[Records from a collection]
PR #12964, opened 2025-12-08
Add register page skeleton to NextJS

gregorbg:
The internal data flow of the registration panel is quite complicated, so the submission logic needs to follow in a separate PR. Also, this alleviates us from the need of handling the `POST` traffic, the polling and the Stripe components for the beta tests.

image
image
image

### DIFF
--- a/next-frontend/src/app/(wca)/competitions/[competitionId]/register/page.tsx
+++ b/next-frontend/src/app/(wca)/competitions/[competitionId]/register/page.tsx
@@ -44,7 +44,6 @@ export default async function RegisterPage({
 
   const competitionInfo = competitionInfoResponse.data;
 
-  // @ts-expect-error TODO: Fix this
   const stepConfig = await fetchConfig(session.accessToken, competitionId);
 
   if (stepConfig.error) {
--- a/next-frontend/src/components/EventSelector.tsx
+++ b/next-frontend/src/components/EventSelector.tsx
@@ -11,6 +11,7 @@ import {
   VisuallyHidden,
   HStack,
   Wrap,
+  Stack,
 } from "@chakra-ui/react";
 import { useT } from "@/lib/i18n/useI18n";
 import { Tooltip } from "@/components/ui/tooltip";
@@ -72,7 +73,7 @@ export function SingleEventSelector({
 interface MultiEventSelectorProps {
   eventList?: string[];
   selectedEvents: string[];
-  onEventClick?: (eventId: string) => void;
+  onEventClick: (eventId: string) => void;
   disabled?: boolean;
   eventButtonsCompact?: boolean;
   maxEvents?: number;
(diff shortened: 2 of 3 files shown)


next-frontend/src/app/(wca)/competitions/[competitionId]/(results)/results/all/FilteredResults.tsx
```diff
@@ -34,8 +34,6 @@ export default function FilteredResults({
         selectedEvents={[activeEventId]}
         onEventClick={setActiveEventId}
         eventList={competitionInfo.event_ids}
-        hideAllButton
```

=== GOAL OF THE EXERCISE ===
Without leaving anything out, transcribe the records above exactly.

=== ANSWER BOX ===
PR #12964, opened 2025-12-08
Add register page skeleton to NextJS

gregorbg:
The internal data flow of the registration panel is quite complicated, so the submission logic needs to follow in a separate PR. Also, this alleviates us from the need of handling the `POST` traffic, the polling and the Stripe components for the beta tests.

image
image
image

### DIFF
--- a/next-frontend/src/app/(wca)/competitions/[competitionId]/register/page.tsx
+++ b/next-frontend/src/app/(wca)/competitions/[competitionId]/register/page.tsx
@@ -44,7 +44,6 @@ export default async function RegisterPage({
 
   const competitionInfo = competitionInfoResponse.data;
 
-  // @ts-expect-error TODO: Fix this
   const stepConfig = await fetchConfig(session.accessToken, competitionId);
 
   if (stepConfig.error) {
--- a/next-frontend/src/components/EventSelector.tsx
+++ b/next-frontend/src/components/EventSelector.tsx
@@ -11,6 +11,7 @@ import {
   VisuallyHidden,
   HStack,
   Wrap,
+  Stack,
 } from "@chakra-ui/react";
 import { useT } from "@/lib/i18n/useI18n";
 import { Tooltip } from "@/components/ui/tooltip";
@@ -72,7 +73,7 @@ export function SingleEventSelector({
 interface MultiEventSelectorProps {
   eventList?: string[];
   selectedEvents: string[];
-  onEventClick?: (eventId: string) => void;
+  onEventClick: (eventId: string) => void;
   disabled?: boolean;
   eventButtonsCompact?: boolean;
   maxEvents?: number;
(diff shortened: 2 of 3 files shown)


next-frontend/src/app/(wca)/competitions/[competitionId]/(results)/results/all/FilteredResults.tsx
```diff
@@ -34,8 +34,6 @@ export default function FilteredResults({
         selectedEvents={[activeEventId]}
         onEventClick={setActiveEventId}
         eventList={competitionInfo.event_ids}
-        hideAllButton
```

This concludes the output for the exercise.